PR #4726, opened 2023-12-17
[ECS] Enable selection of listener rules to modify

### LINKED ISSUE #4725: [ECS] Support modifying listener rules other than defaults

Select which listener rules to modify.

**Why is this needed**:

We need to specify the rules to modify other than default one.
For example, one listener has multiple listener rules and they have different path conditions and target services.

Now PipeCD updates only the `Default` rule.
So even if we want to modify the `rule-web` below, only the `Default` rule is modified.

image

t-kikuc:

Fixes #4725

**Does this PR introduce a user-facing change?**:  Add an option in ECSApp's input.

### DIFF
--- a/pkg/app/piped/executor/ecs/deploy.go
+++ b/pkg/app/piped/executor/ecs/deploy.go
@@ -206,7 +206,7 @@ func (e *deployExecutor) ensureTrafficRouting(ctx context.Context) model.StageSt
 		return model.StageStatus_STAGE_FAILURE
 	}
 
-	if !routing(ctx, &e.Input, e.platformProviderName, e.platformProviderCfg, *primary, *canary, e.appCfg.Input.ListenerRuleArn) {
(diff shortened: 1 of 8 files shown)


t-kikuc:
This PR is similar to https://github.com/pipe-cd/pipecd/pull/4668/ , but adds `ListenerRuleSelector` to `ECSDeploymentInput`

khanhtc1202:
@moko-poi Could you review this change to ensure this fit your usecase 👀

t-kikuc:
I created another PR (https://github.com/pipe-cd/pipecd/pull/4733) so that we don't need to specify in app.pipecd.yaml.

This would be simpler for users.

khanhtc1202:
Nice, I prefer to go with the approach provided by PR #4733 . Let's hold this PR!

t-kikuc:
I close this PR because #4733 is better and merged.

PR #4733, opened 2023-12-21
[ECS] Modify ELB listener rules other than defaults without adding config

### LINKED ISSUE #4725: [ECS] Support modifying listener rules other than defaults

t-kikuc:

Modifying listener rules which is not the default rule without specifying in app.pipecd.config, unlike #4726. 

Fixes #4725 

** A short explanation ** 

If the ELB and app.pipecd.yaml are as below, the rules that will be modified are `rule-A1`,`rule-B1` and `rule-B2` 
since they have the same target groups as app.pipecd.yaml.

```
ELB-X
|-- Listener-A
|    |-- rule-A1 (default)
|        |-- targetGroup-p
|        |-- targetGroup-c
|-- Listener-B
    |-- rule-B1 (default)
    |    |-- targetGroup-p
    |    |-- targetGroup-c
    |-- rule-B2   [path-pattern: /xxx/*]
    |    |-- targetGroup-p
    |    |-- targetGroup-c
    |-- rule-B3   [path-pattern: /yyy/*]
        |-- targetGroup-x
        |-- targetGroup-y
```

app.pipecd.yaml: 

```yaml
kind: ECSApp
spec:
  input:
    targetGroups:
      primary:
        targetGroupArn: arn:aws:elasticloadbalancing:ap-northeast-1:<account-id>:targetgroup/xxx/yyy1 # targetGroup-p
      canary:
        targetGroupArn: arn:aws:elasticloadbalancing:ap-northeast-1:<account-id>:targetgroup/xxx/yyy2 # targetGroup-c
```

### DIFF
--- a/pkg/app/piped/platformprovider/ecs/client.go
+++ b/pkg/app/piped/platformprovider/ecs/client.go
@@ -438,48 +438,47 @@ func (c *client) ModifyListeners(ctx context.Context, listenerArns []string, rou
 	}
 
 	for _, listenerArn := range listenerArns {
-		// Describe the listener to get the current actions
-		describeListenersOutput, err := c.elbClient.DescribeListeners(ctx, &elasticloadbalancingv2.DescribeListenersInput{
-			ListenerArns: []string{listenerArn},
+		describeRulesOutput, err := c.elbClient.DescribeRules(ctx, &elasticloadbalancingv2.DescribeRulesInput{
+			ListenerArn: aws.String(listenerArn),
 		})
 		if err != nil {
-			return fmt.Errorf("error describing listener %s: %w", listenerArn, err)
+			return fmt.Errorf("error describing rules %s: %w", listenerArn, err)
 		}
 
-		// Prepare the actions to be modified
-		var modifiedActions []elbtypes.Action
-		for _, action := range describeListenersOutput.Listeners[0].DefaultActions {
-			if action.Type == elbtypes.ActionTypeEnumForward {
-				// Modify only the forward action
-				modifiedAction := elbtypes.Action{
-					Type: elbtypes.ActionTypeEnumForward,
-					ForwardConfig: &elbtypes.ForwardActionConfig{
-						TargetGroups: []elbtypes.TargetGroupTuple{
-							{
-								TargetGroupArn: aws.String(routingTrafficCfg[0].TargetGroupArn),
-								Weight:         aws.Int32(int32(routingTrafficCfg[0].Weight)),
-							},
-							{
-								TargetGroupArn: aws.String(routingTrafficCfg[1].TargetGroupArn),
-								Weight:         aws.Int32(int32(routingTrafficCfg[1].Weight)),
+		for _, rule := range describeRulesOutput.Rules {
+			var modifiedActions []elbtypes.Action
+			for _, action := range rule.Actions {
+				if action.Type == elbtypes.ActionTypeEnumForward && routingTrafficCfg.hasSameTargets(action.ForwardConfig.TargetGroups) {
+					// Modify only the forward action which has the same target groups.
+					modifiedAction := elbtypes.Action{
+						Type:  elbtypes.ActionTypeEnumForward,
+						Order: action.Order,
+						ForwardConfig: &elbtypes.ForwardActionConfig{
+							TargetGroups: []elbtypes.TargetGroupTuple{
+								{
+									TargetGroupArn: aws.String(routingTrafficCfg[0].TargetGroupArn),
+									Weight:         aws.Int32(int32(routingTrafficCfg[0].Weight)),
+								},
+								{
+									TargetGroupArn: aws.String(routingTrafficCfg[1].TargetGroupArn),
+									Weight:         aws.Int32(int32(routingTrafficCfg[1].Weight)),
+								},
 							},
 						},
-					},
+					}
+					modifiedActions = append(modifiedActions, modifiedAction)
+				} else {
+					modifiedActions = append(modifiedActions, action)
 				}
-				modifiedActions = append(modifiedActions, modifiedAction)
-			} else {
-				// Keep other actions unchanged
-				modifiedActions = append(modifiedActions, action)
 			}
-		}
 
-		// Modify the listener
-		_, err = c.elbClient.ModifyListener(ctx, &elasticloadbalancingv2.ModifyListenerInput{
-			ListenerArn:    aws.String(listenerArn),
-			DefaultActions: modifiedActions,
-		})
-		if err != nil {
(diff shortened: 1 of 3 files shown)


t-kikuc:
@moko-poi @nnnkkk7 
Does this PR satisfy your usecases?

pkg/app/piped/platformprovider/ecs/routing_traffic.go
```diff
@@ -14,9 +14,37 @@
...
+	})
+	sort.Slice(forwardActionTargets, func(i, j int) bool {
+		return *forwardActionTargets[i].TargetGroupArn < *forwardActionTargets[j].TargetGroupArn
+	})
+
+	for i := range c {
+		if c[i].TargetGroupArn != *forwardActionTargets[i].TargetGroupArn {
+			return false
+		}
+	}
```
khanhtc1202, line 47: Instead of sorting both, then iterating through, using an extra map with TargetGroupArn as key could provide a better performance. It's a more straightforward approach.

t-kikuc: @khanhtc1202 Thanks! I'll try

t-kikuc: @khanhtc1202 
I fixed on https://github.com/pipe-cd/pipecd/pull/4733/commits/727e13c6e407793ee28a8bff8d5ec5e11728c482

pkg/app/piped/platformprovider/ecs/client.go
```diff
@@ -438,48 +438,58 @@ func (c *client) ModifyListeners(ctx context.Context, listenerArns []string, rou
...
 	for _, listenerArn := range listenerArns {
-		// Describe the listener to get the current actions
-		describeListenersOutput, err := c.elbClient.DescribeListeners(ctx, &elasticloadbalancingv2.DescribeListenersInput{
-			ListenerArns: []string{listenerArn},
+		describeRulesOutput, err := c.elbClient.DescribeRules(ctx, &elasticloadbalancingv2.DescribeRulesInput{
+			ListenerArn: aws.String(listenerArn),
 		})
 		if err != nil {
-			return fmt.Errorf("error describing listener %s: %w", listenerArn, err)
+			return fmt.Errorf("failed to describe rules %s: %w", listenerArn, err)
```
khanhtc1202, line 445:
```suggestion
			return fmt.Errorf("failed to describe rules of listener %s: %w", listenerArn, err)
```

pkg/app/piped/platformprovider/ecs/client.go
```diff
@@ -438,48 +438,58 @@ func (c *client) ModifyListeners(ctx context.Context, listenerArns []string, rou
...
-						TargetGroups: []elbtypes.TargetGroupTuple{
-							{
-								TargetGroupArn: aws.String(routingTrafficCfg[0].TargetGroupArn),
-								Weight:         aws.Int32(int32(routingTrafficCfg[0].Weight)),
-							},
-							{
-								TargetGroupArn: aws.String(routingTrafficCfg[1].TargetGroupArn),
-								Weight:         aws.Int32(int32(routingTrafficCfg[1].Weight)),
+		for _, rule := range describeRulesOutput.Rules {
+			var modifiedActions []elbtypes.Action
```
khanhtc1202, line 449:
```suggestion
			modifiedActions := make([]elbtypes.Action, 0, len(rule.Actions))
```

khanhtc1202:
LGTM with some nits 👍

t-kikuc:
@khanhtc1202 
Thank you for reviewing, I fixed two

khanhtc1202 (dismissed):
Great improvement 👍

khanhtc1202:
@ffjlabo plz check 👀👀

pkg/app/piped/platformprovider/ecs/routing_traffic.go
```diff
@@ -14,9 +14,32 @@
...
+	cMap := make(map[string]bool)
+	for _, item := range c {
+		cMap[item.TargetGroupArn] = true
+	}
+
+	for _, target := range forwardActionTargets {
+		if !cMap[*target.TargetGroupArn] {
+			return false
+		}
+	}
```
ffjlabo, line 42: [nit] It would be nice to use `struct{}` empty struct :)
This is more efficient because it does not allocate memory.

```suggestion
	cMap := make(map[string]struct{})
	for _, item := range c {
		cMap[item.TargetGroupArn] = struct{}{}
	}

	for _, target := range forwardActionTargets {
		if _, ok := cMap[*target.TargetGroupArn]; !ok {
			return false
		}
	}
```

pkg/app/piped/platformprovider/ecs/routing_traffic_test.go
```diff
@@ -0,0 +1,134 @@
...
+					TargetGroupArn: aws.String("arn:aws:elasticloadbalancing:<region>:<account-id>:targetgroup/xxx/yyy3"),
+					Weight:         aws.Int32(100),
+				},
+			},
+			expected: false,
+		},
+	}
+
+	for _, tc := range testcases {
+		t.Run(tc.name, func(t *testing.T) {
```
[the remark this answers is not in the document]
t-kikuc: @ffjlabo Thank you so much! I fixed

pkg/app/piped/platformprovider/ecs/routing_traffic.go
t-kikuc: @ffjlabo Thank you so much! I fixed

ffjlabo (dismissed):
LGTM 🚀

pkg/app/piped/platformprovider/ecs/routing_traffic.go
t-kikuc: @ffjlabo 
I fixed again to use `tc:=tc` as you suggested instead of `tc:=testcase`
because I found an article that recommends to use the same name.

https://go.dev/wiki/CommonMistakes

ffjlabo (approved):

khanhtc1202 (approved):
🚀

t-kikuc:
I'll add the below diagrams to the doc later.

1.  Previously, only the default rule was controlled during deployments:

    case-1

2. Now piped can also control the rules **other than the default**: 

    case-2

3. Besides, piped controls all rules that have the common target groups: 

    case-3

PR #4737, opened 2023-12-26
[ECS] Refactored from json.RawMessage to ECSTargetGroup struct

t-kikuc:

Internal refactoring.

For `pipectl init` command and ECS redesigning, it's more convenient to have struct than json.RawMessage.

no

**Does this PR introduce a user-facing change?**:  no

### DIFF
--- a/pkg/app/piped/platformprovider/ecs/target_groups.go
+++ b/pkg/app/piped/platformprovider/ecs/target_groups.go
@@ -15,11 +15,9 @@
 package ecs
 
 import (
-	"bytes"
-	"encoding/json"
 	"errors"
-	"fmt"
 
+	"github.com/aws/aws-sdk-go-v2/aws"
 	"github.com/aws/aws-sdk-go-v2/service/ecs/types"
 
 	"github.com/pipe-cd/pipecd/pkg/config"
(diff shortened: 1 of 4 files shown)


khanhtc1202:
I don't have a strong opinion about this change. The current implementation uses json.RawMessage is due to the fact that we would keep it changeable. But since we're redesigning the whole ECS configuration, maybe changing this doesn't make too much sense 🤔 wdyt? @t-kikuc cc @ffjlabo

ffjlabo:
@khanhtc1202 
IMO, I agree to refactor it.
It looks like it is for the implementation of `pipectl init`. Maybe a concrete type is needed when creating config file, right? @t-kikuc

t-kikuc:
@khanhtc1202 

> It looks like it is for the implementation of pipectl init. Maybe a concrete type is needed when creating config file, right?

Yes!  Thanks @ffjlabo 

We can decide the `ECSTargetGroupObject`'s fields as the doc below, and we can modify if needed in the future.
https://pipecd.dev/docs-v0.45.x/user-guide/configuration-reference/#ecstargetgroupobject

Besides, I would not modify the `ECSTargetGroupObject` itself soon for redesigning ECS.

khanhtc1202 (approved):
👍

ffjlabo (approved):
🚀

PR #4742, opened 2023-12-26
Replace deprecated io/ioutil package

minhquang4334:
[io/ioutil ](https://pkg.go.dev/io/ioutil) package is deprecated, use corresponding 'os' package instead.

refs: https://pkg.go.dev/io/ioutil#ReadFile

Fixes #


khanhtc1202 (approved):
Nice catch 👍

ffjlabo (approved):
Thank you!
• • • • • • •
• Exercise details: Search the entries for the word "model", then copy every line in which it is found.

• Solution to this task:
@@ -206,7 +206,7 @@ func (e *deployExecutor) ensureTrafficRouting(ctx context.Context) model.StageSt
 		return model.StageStatus_STAGE_FAILURE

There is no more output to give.